Problem to work on
Find the line with "PR #3333, opened 2024-05-21" in the records below. Copy it and every line after it, up to and including the line with "This fix is".
+ + + + + + +
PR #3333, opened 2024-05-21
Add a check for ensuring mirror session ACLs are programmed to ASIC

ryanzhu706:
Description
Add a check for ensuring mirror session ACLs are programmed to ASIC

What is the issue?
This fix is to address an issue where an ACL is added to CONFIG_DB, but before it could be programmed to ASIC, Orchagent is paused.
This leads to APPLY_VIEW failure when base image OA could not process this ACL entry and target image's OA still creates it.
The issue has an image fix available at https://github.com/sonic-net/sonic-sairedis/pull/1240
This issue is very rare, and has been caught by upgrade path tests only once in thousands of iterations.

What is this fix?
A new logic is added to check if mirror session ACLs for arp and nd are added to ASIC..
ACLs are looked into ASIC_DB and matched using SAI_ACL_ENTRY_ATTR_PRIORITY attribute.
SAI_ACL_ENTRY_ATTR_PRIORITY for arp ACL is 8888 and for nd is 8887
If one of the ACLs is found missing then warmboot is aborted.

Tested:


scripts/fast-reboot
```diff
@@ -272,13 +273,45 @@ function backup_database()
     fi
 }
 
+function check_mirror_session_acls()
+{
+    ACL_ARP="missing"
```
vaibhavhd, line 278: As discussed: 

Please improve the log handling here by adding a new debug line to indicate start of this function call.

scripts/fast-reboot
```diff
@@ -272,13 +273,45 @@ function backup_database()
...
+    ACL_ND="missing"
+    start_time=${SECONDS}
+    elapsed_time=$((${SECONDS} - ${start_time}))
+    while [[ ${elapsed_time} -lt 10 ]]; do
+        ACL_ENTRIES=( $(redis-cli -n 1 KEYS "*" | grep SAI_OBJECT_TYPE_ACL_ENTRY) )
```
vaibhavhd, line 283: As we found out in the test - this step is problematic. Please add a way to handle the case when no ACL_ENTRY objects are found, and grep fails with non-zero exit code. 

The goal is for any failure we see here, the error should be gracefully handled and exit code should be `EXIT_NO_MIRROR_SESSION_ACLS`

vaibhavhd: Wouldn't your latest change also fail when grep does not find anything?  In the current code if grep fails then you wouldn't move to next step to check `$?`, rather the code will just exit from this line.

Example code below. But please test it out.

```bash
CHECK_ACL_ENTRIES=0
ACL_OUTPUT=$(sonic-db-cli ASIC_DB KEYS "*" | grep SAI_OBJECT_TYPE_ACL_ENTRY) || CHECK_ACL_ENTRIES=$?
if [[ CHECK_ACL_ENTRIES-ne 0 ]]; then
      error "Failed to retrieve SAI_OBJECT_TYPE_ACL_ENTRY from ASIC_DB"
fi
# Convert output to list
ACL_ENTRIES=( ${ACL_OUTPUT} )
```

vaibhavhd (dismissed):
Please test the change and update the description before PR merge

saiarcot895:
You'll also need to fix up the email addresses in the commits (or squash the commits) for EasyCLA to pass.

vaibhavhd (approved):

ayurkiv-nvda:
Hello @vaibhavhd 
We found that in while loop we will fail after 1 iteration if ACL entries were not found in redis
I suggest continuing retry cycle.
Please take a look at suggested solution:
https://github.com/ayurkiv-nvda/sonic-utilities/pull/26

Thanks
+ + + + + + +
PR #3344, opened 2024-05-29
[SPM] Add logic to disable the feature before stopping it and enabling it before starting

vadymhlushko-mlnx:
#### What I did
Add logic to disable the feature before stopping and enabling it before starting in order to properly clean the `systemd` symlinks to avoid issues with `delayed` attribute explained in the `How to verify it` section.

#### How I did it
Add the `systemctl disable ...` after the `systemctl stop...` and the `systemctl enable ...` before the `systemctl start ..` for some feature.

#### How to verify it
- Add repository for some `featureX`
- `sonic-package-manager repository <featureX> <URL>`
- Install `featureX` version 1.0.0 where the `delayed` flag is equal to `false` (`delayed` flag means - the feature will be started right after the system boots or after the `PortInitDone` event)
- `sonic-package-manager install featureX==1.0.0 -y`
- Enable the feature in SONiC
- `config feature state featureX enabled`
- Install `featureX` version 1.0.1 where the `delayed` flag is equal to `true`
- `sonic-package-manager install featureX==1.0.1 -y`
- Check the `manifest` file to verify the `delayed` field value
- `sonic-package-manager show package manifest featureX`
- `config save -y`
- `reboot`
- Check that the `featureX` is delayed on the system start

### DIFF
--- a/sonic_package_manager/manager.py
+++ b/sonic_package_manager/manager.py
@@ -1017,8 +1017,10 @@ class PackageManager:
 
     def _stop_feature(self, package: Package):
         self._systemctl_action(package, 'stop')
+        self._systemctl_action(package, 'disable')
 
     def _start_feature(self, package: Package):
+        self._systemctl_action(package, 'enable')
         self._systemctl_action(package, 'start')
+ + + + + + +
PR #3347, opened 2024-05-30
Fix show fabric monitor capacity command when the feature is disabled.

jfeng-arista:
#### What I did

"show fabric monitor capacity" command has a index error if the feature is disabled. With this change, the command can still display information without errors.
+ + + + + + +
Task answer
PR #3333, opened 2024-05-21
Add a check for ensuring mirror session ACLs are programmed to ASIC

ryanzhu706:
Description
Add a check for ensuring mirror session ACLs are programmed to ASIC

What is the issue?
This fix is to address an issue where an ACL is added to CONFIG_DB, but before it could be programmed to ASIC, Orchagent is paused.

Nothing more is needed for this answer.